The picture is for the above post


----------



## SiegersMom (Apr 19, 2011)

By one-year they are close to full size but not done yet. They will fill out a lot more. Their frame will thicken and will still get a bit taller/longer. You have a very handsome boy.


----------



## Vadermomma (Jan 15, 2015)

SiegersMom said:


> By one-year they are close to full size but not done yet. They will fill out a lot more. Their frame will thicken and will still get a bit taller/longer. You have a very handsome boy.

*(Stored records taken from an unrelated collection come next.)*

PR #4911, opened 2015-10-20
Add Jam Language package

BenjaminSchaaf:
(disclosure: I'm also the author of the language itself)

Just created a simple syntax highlighter and build system for [Jam](http://lets-jam.org)
Although the language is still in its infancy, it is nice to have syntax highlighting. So why not add it to the package manager while I'm at it?

Links (for convenience)
- The [repo](https://github.com/BenjaminSchaaf/jam-sublime-syntax)
- The current latest [tag](https://github.com/BenjaminSchaaf/jam-sublime-syntax/releases/tag/1.0.0-a)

Thank you I think so but I am a bit biased lol I have heard something that gsd grow until their three if german line and if american line one to two so I figured I would ask I am going to say he is american line judging by his build but I really dont know enough to really state that cause they all came from a couple of dogs but I say that by judging his frame and what I have seen of german lines he isn't nearly as sturdy looking or blocky as those dogs look I guess I was wondering if I was correct


----------



## Gwenhwyfair (Jul 27, 2010)

He's byb lines. That's all.

Just like my Smitty dog.  

He looks happy and well loved. 



Vadermomma said:


> Thank you I think so but I am a bit biased lol I have heard something that gsd grow until their three if german line and if american line one to two so I figured I would ask I am going to say he is american line judging by his build but I really dont know enough to really state that cause they all came from a couple of dogs but I say that by judging his frame and what I have seen of german lines he isn't nearly as sturdy looking or blocky as those dogs look I guess I was wondering if I was correct


----------



## Vadermomma (Jan 15, 2015)

Thanks and he is very well loved and a hapot boy 


Gwenhwyfair said:


> He's byb lines. That's all.
> 
> Just like my Smitty dog.
> 
> ...


----------



## middleofnowhere (Dec 20, 2000)

Good to see another photo. They grow at least until they are two. So yes, he will get bigger.


----------



## SiegersMom (Apr 19, 2011)

I've read that Working line are slower maturing...what I saw was referring to mental growing more than physical. They are high energy so they are a little older before you begin to see a calmer dog...at least that is how I interpreted it...lol. I think by two mine was for the most part to full size. The black and tans will continue to get lighter colored as they get older too. Mine is now 5 and has not changed much in the past two years.


----------



## Jenny720 (Nov 21, 2014)

He is a good looking boy!!!


----------



## Jenny720 (Nov 21, 2014)

He looks so grown up-very handsome boy!!! I think they stop growing between 2-3 years old there growth slows down and fill out.


----------